ONU quer juro e câmbio no Brasil a favor do crescimento

Os níveis de taxa de juros estabelecidos por um governo e o regime de câmbio escolhido devem estar dentro de um plano para garantir o desenvolvimento do país, a geração de emprego e o aumento das exportações, e não apenas para manter controlada a inflação ou as reservas nacionais. Essa é uma das principais mensagens do relatório da Conferência da ONU para o Desenvolvimento e Comércio (Unctad), que faz um duro ataque ao Consenso de Washington – termo criado pelo economista John Williamson em 1989 que resumia o receituário neoliberal para os países emergentes na década de 90.

Divulgado na última quinta-feira (31), mesmo dia em que saiu o número desfavorável do PIB brasileiro no segundo trimestre (crescimento de apenas 0,5% sobre o anterior), o relatório também faz um alerta para a escolha macroeconômica do Brasil e pede que o Banco Central trabalhe com o governo para o País crescer.

Apesar de não ser destinado a questionar a política econômica brasileira, põe em dúvida duas estratégias que, até o momento, têm sido bases da política macroeconômica do governo: o câmbio flexível e o uso de altas de juros para garantir a estabilidade de preços.

Segundo os economistas da agência da ONU, a política cambial precisa ser flexível o suficiente para auxiliar na "estratégia de desenvolvimento" de uma economia.
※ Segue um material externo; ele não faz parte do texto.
PR #3143, opened 2024-02-26
docs: Fix testing code examples

hugovk:
## Description

- At https://docs.litestar.dev/2/usage/testing.html, the examples after "We would then be able to rewrite our test like so:" don't follow. They contain a full-working example (production code, fixture and test case: [sync](https://github.com/litestar-org/litestar/blob/main/docs/examples/testing/test_health_check_sync.py) and [async](https://github.com/litestar-org/litestar/blob/main/docs/examples/testing/test_health_check_async.py)). We had just moved the fixture to `tests/conftest.py`, and the production code is still in `my_app/main.py`, so we just need the test case in `tests/test_health_check.py`.
- And fix some typos.


provinzkraut:
Thanks for the explanation @hugovk, makes sense.

I think the idea here was that example files should be self-contained, which is why all the code was copied into one file. Of course that doesn't make sense here given the text. I see two ways to fix this: Either stick to "one self-contained file" and remove the `conftest.py` or adjust the tests accordingly to use the fixtures from `conftest.py`.

I'm actually leaning towards option 1 slightly, because the `conftest.py` isn't really needed for what this example is trying to demonstrate. So the example with the fixture should just look like 

```python
import pytest

from litestar.status_codes import HTTP_200_OK
from typing import Generator

from my_app.main import app


@pytest.fixture()
def client() -> Generator[TestClient, None, None]:
        yield client


def test_health_check(client: TestClient):
    response = client.get("/health-check")
    assert response.text == "healthy"
```

and the text be adjusted accordingly.

guacs (approved):

provinzkraut:
@guacs I think this still needs the changes discussed 👀

guacs:
> @guacs I think this still needs the changes discussed 👀

Oh I think I misunderstood then :P I thought the changes were fine since it showed that you can use the test client as a fixture, but now looking at it again I think you may be right. 

I think you wanted to make the change so that we remove the reference to `conftest.py` right?

provinzkraut:
> I think you wanted to make the change so that we remove the reference to conftest.py right?

That's what I thought @kedod was agreeing to here:

> Option 1 sounds fine. Like you say, the main point is you can put the client in a fixture for re-use, and you can put that where you like (same file or conftest.py).

It also still has the in-line code, which we don't test.

guacs:
> > I think you wanted to make the change so that we remove the reference to conftest.py right?
> 
> That's what I thought @kedod was agreeing to here:
> 
> > Option 1 sounds fine. Like you say, the main point is you can put the client in a fixture for re-use, and you can put that where you like (same file or conftest.py).
> 
> It also still has the in-line code, which we don't test.

You're right. Also, did you mean @hugovk?

PR #3153, opened 2024-03-02
feat: Add `type_decoders` Router and route handlers

kedod:
## Description

- added `type_decoders` to `__init__` method for handler, routers and decorators to keep consistency with `type_encoders` parameter
- added test  for resolving type decoders


provinzkraut (changes requested):
Looks good, you seem to be on a roll here :slightly_smiling_face: 

To be consistent though, the parameter should be added to the `websocket_listener` as well, since that also has the `type_encoders`

provinzkraut (approved):

PR #3162, opened 2024-03-03
feat: Pass `type_decoders` in WebsocketListenerRouteHandler

kedod:
## Description
- pass `type_decoders` to parent's `__init__` in `WebsocketListenerRouteHandler` init, otherwise `type_decoders` will be `None` 
- add tests and `baby` refactor request and response class resolution tests
- replace params order in docs, `__init__` (`decoders` before `encoders`)

### DIFF
--- a/tests/unit/test_response_class_resolution.py
+++ b/tests/unit/test_response_class_resolution.py
@@ -1,8 +1,9 @@
-from typing import Type, Union
+from typing import Optional, Type
 
 import pytest
 
 from litestar import Controller, HttpMethod, Litestar, Response, Router, get
+from litestar.handlers.http_handlers.base import HTTPRouteHandler
 
 RouterResponse: Type[Response] = type("RouterResponse", (Response,), {})
 ControllerResponse: Type[Response] = type("ControllerResponse", (Response,), {})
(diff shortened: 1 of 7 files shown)


tests/unit/test_response_class_resolution.py
```diff
@@ -52,10 +52,10 @@ def handler(self) -> None:
...
 
-    route_handler, _ = app.routes[0].route_handler_map[HttpMethod.GET]  # type: ignore
+    route_handler = app.route_handler_method_map["/"][HttpMethod.GET]
 
     if handler_response_class:
-        route_handler.response_class = handler_response_class
+        route_handler.response_class = handler_response_class  # type: ignore
 
-    response_class = route_handler.resolve_response_class()
+    response_class = route_handler.resolve_response_class()  # type: ignore
```
provinzkraut, line 60: We try not to use blanket `type: ignore`s. Can you add the specific error codes?

provinzkraut (approved):
Thanks :)

tests/unit/test_response_class_resolution.py
provinzkraut: Actually, we should enforce this. There's a mypy setting `enable_error_code = "ignore-without-code"` that does this. Would you be interested in creating a PR for this? :)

Por isso, a entidade prega um regime cambial que não seja nem fixo nem totalmente flutuante.

"Precisamos de um regime intermediário. Para alguns países, será necessária uma intervenção (no câmbio)", disse o tailandês Supachai Panitchpakdi, secretário-geral da Unctad e ex-diretor da Organização Mundial do Comércio (OMC).

Na avaliação de Supachai, essa intervenção pode ser importante para garantir que a política cambial seja um instrumento para ajudar na competitividade dos exportadores. No caso do Brasil, a valorização do real tem sido motivo de debate e setores exportadores, como o de calçados, insistem na necessidade de intervenção no câmbio.
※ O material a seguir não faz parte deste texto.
PR #3163, opened 2024-03-03
chore: Enforce mypy error definition for ignored lines.

kedod:
## Description

- Added `enable_error_code = "ignore-without-code"` to mypy config

### DIFF
--- a/docs/examples/middleware/session/cookie_backend.py
+++ b/docs/examples/middleware/session/cookie_backend.py
@@ -3,6 +3,6 @@ from os import urandom
 from litestar import Litestar
 from litestar.middleware.session.client_side import CookieBackendConfig
 
-session_config = CookieBackendConfig(secret=urandom(16))  # type: ignore[arg-type]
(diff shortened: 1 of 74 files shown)


JacobCoffee (approved):

docs/examples/middleware/session/cookie_backend.py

Segundo o economista-chefe da Unctad, Reiner Flasbeck, o Brasil pode enfrentar sérios problemas nas exportações quando os preços das commodities caírem. As cotações elevadas dos últimos anos teriam escondido a valorização do real.

Outro ponto de destaque no relatório é o debate sobre a estabilidade de preços. A Unctad sugere que políticas monetárias e a taxa de juros são importantes para controlar a inflação, mas diz que existem outros meios para obter o mesmo resultado sem prejudicar a capacidade de investimento do País. Para a agência, uma menor taxa de juros pode ajudar a promover o crescimento de uma economia.

Segundo a Unctad, o exemplo na América Latina a ser seguido é a Argentina, que teria conseguido estabilizar a economia, mas sem taxas de juros altas. "O que o Brasil faz é problemático, pois atrai capital de curto prazo e gera valorização no câmbio. Por isso, o Brasil é mais frágil hoje que a Argentina, que parece ter crescimento mais sustentável", alerta Flasbeck.

A Unctad, porém, garante que isso não significa o fim da necessidade de independência dos bancos centrais. "Um banco central tem de trabalhar com governo e ajudar a promover objetivos como a geração de empregos, exportações e formação de capital", diz Supachai. Ele lembra o status do Federal Reserve (o BC americano). "O Fed é independente, mas quando fixa suas metas tem em conta não só a inflação, mas a geração de emprego.

De acordo com o relatório, até tarifas de importação devem ser usadas por emergentes para promover o desenvolvimento de um setor, ainda que a OMC pregue o contrário.

Para a ONU, economias emergentes precisam usar os mais diversos instrumentos e políticas públicas para promover o desenvolvimento. O documento é considerado "uma reviravolta no Consenso de Washington", que desde os anos 90 defendia certos parâmetros para o controle de inflação e para evitar choques externos.

"Precisamos de mais intervenções, mais uso de tarifas e mais políticas públicas. Só assim se conseguirá atrair mais investimentos sintonizados com a estratégia de desenvolvimento", diz Supachai. Ele aponta o exemplo da China que só consegue crescer a taxas elevadas há tanto tempo porque se utilizou de um maior número de instrumentos e de políticas para atingir seus objetivos.